Arena Ruse
- The arena, pictured in 2016, when it was then known as Bulstrad Arena
- Former names: Bulstrad Arena (2015–2017) Arena Ruse (2018) Monbat Arena (2018–2019)
- Location: Lipnik Blvd. 3 7000 Ruse Bulgaria
- Coordinates: 43°50′49″N 25°57′43″E﻿ / ﻿43.84694°N 25.96194°E
- Owner: 51% National government 49% Ruse Municipality
- Capacity: 5,100 (Sports) 6,300 (Concerts)
- Type: Arena
- Surface: Versatile

Construction
- Groundbreaking: 1976
- Built: 1976–2015
- Opened: 23 July 2015
- Cost: BGN 55 million (approx. €28 million)
- Architect: Tanko Serafimov
- Main contractor: Project Ruse JSC

Website
- arenamonbat.com

= OZK Arena Ruse =

Indoor arena in Ruse, Bulgaria

Arena Ruse (Арена Русе) is an indoor arena located in Ruse, Bulgaria. It is one of the most modern venues in Southeastern Europe with a seating capacity of 5,100 spectators. Positioned in a convenient location beside the city stadium, the arena is within walking distance of the city center and only 1.5 km away from the Ruse Central railway station. An underground parking facility for 150 vehicles is available. There are plans for the construction of a shopping mall and a five-star hotel near the arena in the future.
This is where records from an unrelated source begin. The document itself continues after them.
PR #857, opened 2023-03-26
Rename pythia configs to represent the total parameter count

Quentin-Anthony:
- [ ] Create `configs/pythia` folder and populate with cleaned pythia configs


StellaAthena:
If we’re going to continue to add config files for new models we train, perhaps we should name them `pythia-70m.yml` or `pythia/70m.yml`? If only because it seems highly likely that we’ll train two different models with the same number of parameters at some point.

Quentin-Anthony:
> If we’re going to continue to add config files for new models we train, perhaps we should name them `pythia-70m.yml` or `pythia/70m.yml`? If only because it seems highly likely that we’ll train two different models with the same number of parameters at some point.

I'm fine with this, since it would also solve the issue of having a single `125M.yml` config, but it being unclear whether that's a GPT-style config or a Pythia-style config. I'll add a `pythia` folder under `configs` containing cleaned versions of the pythia configs (i.e. versions without cluster-specific paths and such).

Quentin-Anthony:
Resolved by https://github.com/EleutherAI/gpt-neox/pull/881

The arena has been known by multiple names. It was first called Bulstrad Arena after insurance company Bulstrad bought the naming rights for the venue for three years. When the contract expired it was known simply as Arena Ruse. Automotive battery manufacturer Monbat AD purchased the naming rights in July 2018. The venue was renamed once again after a new three-year sponsorship agreement was signed with the OZK Insurance company.

== History ==
Projects for the sports hall were first established in 1972 and construction commenced four years later. Work was suspended on numerous occasions throughout the 80s and the end of the socialist period completely terminated all efforts to finish the indoor arena.

Works were unfrozen in 2007 when Ruse Municipality signed a contract for the completion of the sports hall with a private investor. The Bobokovi brothers, well known for their industrial businesses in the country were the private investor. They planned to build a grand shopping mall, as well as a five-star hotel in the area near the sports complex. Construction proceeded rapidly and virtually all ground works and the concrete base of the building were completed. A second, shorter period of inactivity began in 2010 and lasted three years.

Ruse Municipality agreed to purchase the multiple-floor underground parking of the sports hall in 2013 and financed construction with BGN 11 million provided by the national budget. Finishing works to the arena continued for nearly two years. After numerous postponements, the mayor of the city announced an opening date of July 23, 2015 with a concert by renowned Bulgarian singer Lili Ivanova.

Arena Ruse officially opened on July 23, 2015, in the presence of Bulgarian Prime Minister Boyko Borissov and numerous government ministers. The majority stake of the private investor in the sports arena was acquired for BGN 20 million by the Bulgarian government at the end of 2018.

==Sports==
Arena Ruse hosted three games from Group F of the EuroBasket Women 2017 qualification. The most well-attended of these was played between the national teams of Bulgaria and Greece on November 25, 2015, with around 2,000 people present. The venue was also a host of the World Volleyball Grand Prix, where the national team of Bulgaria played against Kazakhstan, South Korea and Germany. The 2018 FIVB Volleyball World Championship took place in the arena between 12 and 18 September 2018.

After a temporary pause in sporting events during the coronavirus pandemic, the 2021 Women's European Volleyball Golden League tournament took place in the arena in June 2021.

==Other events==
Significant events have included Michael Flatley's Lord of the Dance, as well as British hard rock bands Nazareth and Uriah Heep. World DanceSport Federation's International Open took place in Ruse, Bulgaria on November 21, 2015. Later in the year Arena Ruse hosted a show by Sukhishvili Georgian National Ballet, and Goran Bregović nearly sold-out a concert with over 5,000 attendees. World-renowned pianist Richard Clayderman performed in front of more than 2,500 people at the venue at an event on July 7, 2016. Russian pop singer of Bulgarian origin Philipp Kirkorov performed in Ruse on his Bulgaria tour in September 2017, as well as in June 2019. The English-American rock band Foreigner presented their best and most famous songs in a concert in front of over 3,500 people in the arena on May 8, 2018.